Francesco e Leone passano la notte a mezz’ora di cammino dal borgo, bivaccando sulla spianata erbosa dove sarà costruito, 31 anni più tardi, il convento francescano di Sant’Igne. Poi passano ai piedi della più alta e spettacolare delle pareti rocciose che difendono San Leo, e superano la ripida rampa che un secolo più tardi verrà citata da Dante nel Purgatorio. Oltrepassata una porta difesa da armigeri, i due si affacciano sulla piazza nel cuore dell’abitato. Non sappiamo se prima si raccolgano in preghiera nell’una o nell’altra delle due chiese. E’ noto invece che, nel bel mezzo della festa, Francesco, in pieno “fervore di spirito”, sale su un muretto e inizia a predicare.
La sua omelia prende spunto dai versi di una canzone d’amore appena conclusa da un giullare: “Tanto è quel bene ch’io aspetto/che ogni pena mi è diletto”. Poi prosegue esaltando le virtù dell’amore sacro di fronte all’amore profano, e la forza della sua predicazione infiamma rapidamente gli astanti.
Il più colpito di tutti è il conte Orlando da Chiusi, un nobile del non lontano Casentino, che dona a Francesco la montagna dove sorgerà uno dei suoi conventi più noti, la Verna. Un documento redatto nel 1247 dai suoi figli conferma che Orlando “a voce diede, donò e concesse liberamente a frate Francesco, ai suoi compagni e ai suoi frati sia presenti sia futuri, nell’anno del Signore 1213, l’8 di maggio, il monte della Verna”. Una lapide moderna, sulla piazza di San Leo, ricorda la donazione. Oggi la straordinaria imponenza della rupe e del castello, le figure di rilievo (primo fra tutti Cagliostro, che vi morì nel 1795) che furono imprigionate nelle sue segrete, la vicinanza al litorale di Rimini hanno fatto di San Leo una delle mete più frequentate di questa parte d’Italia.
Raccolti e suggestivi dall’autunno alla primavera, il borgo e la fortezza che lo domina si trasformano nel cuore dell’estate – al pari della vicina San Marino – in una rumorosa succursale delle spiagge, dove avvicinarsi all’avventura spirituale di Francesco diventa un’impresa ardua. Basta poco, però, per ritrovare il carattere della San Leo del passato. D’inverno, in una giornata di vento, una passeggiata lungo gli spalti del forte permette di sentire appieno l’isolamento di questa rupe a metà strada tra l’Adriatico e l’Appennino. D’estate le ore del mattino consentono di apprezzare i panorami non ancora velati dalla foschia verso la valle del Marecchia e le rupi di Perticara e Maioletto, gli elegantissimi interni delle due chiese romaniche, gli echi e i cupi silenzi dei cortili, delle scale, dei saloni e delle celle del forte.
Chi vuole avvicinarsi alla semplicità e allo stretto rapporto con la natura di Francesco non deve mancare, però, una visita al convento di Sant’Igne, costruito a partire dal 1244 nel luogo della sosta notturna del santo e dell’inseparabile fratello Leone. Dotato alla fine del Duecento di un elegante chiostro, arricchito nel secolo successivo da una bella chiesa, il convento versa oggi in condizioni piuttosto cattive, e può essere visitato solo prendendo accordi con l’ufficio turistico di San Leo. Qui passa uno degli itinerari a piedi più piacevoli del Montefeltro. Per chi proviene da Pietracuta e Tausano, l’improvvisa apparizione – pochi minuti oltre Sant’Igne – della parete rocciosa di San Leo è un momento di straordinaria emozione.

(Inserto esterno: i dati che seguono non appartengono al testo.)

Issue #2035, opened 2018-06-25
Http input plugin doesn't hornor parser time_format in batched scenario


yantang-msft:
Fluentd Version: 1.2.1
Environment: Windows 10
Configuration:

PleinAir 314 – settembre 1998

 

 

 

 

 

 

 

 

 

 

 

________________________________________________________

Tutti gli itinerari, i weekend, i diari di viaggio li puoi leggere sulla rivista digitale da smartphone, tablet o PC. Per gli iscritti al PLEINAIRCLUB l’accesso alla rivista digitale è inclusa.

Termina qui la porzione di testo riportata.